What help most  are two things:
Teach your little guy that he has the biggest penis since Alex Phallics, the First Prince of the Weimar Republik and no other man's is as big. To settle the matter, tutor him in calling his boy playmates by endearing names like ... Little, Lyin', Crooked, Wee-Wee-Macher and Phyllis.  He's gotta learn early how to make other guys feel small.

Etymology of Schmuck

In the German language the word Schmuck means "jewelry, adornment".[2] The etymology of the pejorative meaning is a matter of some disagreement.
The lexicographer Michael Wex, author of How to Be a Mentsh (And Not a Shmuck), writes that the Yiddish term and the German term are completely unrelated. "Basically, the Yiddish word comes out of baby talk," according to Wex. "A little boy’s penis is a shtekl, a 'little stick'. Shtekl became shmeckle, in a kind of baby-rhyming thing, and shmeckle became shmuck. Shmeckle is prepubescent and not a dirty word, but shmuck, the non-diminutive, became obscene."[3]
According to Leo Rosten in "Hooray for Yiddish!", the pejorative use of the German "schmuck" derives from Schmock, which is closer to the original Yiddish word: and the transition of the word from meaning "jewel" to meaning "penis" is related to the description of a man's genitals as "the family jewels".[4]
The Online Etymology Dictionary indicates that the term derives from Eastern Yiddish shmok, literally "penis", from Old Polish smok, "grass snake, dragon",[5] but Rosten cites Dr. Shlomo Noble of the YIVO Institute for Jewish Research as saying that shmok derives from shmuck, and not the other way around.[6]

Euphemisms

Because of its generally being considered a vulgarity,[6] the word is often euphemized as "schmoe", which was the source of Al Capp's cartoon strip creature the "shmoo".[7] Other variants include "schmo" and "shmo".

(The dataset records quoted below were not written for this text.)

PR #419, opened 2020-11-04
Show target magnitudes from DB and catalog.

rpiaggio:
It seems we can't send magnitudes to the API yet, so it's flickering when querying the catalog (the new magnitudes come from the catalog, are shown in the UI, but a second later they are refreshed from the DB):

Kapture 2020-11-04 at 17 07 08

Therefore I'm opening the PR as draft since I don't know if we want to include this in the milestone. Or we could tag it with "WORK IN PROGRESS".

### DIFF
--- a/common/src/main/scala/explore/model/reusability.scala
+++ b/common/src/main/scala/explore/model/reusability.scala
@@ -6,14 +6,11 @@ package explore.model
 import java.time.Duration
 
 import clue.StreamingClientStatus
-import coulomb.Quantity
 import explore.data.KeyedIndexedList
 import io.circe.Json
 import japgolly.scalajs.react.CatsReact._
 import japgolly.scalajs.react.Reusability
 import japgolly.scalajs.react.raw.JsNumber
-import lucuma.core.math.MagnitudeValue
-import lucuma.core.model.Magnitude
 import lucuma.ui.reusability._
 import react.common.Size
 import react.common.implicits._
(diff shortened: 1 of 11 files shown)


common/src/main/scala/explore/model/reusability.scala
```diff
@@ -25,6 +27,8 @@ object reusability {
   // TODO: Move to lucuma-ui.
   implicit def quantityReuse[N: Reusability, U]: Reusability[Quantity[N, U]] =
     Reusability.by(_.value)
+  implicit val magnitudeValueReuse: Reusability[MagnitudeValue]              = Reusability.byEq
```
cquiroz, line 30: I thought we had these on lucuma-ui. If not we could move them there later on

cquiroz (approved):
It would be nice to include it but I agree that the revert to db values seems odd.
I wouldn't mind including it if we can fix that

common/src/main/scala/explore/model/reusability.scala
rpiaggio: I now moved them to lucuma-ui.

rpiaggio:
I hid the magnitudes editor for now and included the fix for when tracking info from the catalog is missing. Also, marked the proposal editor as WIP.

swalker2m:
Sorry guys, I dropped the ball on this by not including magnitudes in the editor input.  I just need to figure out how to indicate when magnitude values should be deleted.  I was planning on rolling it with the unset feature in general.

rpiaggio:
> Sorry guys, I dropped the ball on this by not including magnitudes in the editor input. I just need to figure out how to indicate when magnitude values should be deleted. I was planning on rolling it with the unset feature in general.

No worries.

I'm not sure that "resetting" a list is the same as "unsetting" it but I will continue the discussion in https://github.com/gemini-hlsw/lucuma-tmp-api/pull/62.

In Jewish-American culture

In Jewish homes in the United States, the word normally has been "regarded as so vulgar as to be taboo".[8] Lenny Bruce, a Jewish stand-up comedian, wrote that the use of the word during his performances in 1962 led to his arrest on the West Coast, "by a Yiddish undercover agent who had been placed in the club several nights running to determine if [his] use of Yiddish terms was a cover for profanity".[9]
In The Joys of Yiddish, Leo Rosten wrote: "Never use schmuck lightly, or in the presence of women and children", which was a common view among Jewish people who felt a connection to the language, and who still viewed it as an obscene reference to a penis.[10]

In popular culture

Although schmuck is considered an obscene term in the Yiddish, it has become a common American idiom for "jerk" or "idiot". It can be taken as offensive, however, by some Jewish people, particularly those with strong Yiddish roots. Allan Sherman explained in his book The Rape of the A*P*E* that, if a word is used frequently enough, it loses its shock value and comes into common usage without raising any eyebrows.[11]
The term was notably used in the 2010 comedy film, Dinner for Schmucks, in which the plot centered on a competition among businessmen to see who could invite the biggest idiot to a monthly dinner. In her review of the film for the New York Times, film critic Debbie Schlussel took issue with the movie's use of the term "schmuck", and with its use of Yiddish at all, adding: “The more correct title would have been ‘Dinner for Schlemiels'.”[12] She added, "At The New York Times, where the word is still considered potentially offensive, the title of [the] film may be mentioned only sparingly. Still, advertisements for the movie would probably pass muster", and suggested that the main characters in the film might be more appropriately called "shmendriks".[12]